WORK TO COMPLETE: In the material below, find every line containing "patterns" and copy that line.

PROVIDED MATERIAL:
################
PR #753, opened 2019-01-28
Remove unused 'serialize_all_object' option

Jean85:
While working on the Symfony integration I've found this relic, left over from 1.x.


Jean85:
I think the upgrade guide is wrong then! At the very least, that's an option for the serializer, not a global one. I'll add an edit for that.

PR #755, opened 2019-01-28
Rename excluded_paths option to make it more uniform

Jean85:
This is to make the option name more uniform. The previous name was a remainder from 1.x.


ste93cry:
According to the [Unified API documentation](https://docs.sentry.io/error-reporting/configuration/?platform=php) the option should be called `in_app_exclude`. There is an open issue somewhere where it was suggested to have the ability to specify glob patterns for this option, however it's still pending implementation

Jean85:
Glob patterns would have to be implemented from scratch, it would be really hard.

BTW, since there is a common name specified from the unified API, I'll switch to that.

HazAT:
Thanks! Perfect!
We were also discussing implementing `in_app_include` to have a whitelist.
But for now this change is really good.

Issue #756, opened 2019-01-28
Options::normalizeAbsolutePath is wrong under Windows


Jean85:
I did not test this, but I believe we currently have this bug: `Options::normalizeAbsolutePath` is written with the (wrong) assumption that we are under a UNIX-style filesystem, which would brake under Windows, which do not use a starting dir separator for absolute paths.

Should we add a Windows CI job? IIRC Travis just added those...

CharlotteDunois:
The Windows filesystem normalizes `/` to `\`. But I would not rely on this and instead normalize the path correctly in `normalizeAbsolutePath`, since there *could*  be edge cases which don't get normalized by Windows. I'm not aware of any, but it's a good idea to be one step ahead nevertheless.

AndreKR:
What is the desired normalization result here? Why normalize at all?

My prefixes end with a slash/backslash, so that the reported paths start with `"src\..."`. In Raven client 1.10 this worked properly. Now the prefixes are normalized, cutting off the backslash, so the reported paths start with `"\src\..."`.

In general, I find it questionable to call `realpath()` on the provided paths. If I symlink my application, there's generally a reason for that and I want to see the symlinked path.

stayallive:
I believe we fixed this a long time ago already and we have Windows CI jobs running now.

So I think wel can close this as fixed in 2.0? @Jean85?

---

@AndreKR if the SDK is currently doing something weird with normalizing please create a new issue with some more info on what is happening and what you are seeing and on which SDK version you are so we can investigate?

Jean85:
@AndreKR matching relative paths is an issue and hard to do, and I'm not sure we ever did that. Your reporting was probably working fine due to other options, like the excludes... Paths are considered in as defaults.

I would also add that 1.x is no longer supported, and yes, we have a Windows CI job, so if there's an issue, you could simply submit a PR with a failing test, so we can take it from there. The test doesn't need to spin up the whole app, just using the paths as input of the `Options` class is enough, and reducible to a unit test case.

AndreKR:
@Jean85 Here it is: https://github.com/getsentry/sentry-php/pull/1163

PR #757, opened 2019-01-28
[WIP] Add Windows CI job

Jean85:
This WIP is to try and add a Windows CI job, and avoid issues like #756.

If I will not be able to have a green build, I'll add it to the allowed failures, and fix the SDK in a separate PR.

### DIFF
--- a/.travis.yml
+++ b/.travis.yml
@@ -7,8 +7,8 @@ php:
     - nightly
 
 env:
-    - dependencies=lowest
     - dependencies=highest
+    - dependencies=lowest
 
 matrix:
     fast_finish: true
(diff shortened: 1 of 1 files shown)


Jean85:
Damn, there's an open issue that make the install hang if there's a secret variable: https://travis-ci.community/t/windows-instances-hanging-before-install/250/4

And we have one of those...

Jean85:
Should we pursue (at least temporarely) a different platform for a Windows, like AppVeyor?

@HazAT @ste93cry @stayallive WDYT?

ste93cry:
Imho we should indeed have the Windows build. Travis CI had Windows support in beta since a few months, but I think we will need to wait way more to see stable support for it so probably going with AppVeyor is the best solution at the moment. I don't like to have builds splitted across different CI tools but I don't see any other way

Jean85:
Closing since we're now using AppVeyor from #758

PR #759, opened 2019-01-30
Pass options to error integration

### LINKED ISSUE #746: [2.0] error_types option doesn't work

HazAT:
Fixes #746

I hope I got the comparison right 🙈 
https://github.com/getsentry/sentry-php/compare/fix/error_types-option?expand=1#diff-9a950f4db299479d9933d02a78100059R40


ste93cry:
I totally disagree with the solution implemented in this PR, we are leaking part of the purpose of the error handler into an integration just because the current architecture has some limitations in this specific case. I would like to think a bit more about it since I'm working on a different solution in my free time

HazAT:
################
WORKED SOLUTION:
According to the [Unified API documentation](https://docs.sentry.io/error-reporting/configuration/?platform=php) the option should be called `in_app_exclude`. There is an open issue somewhere where it was suggested to have the ability to specify glob patterns for this option, however it's still pending implementation
Glob patterns would have to be implemented from scratch, it would be really hard.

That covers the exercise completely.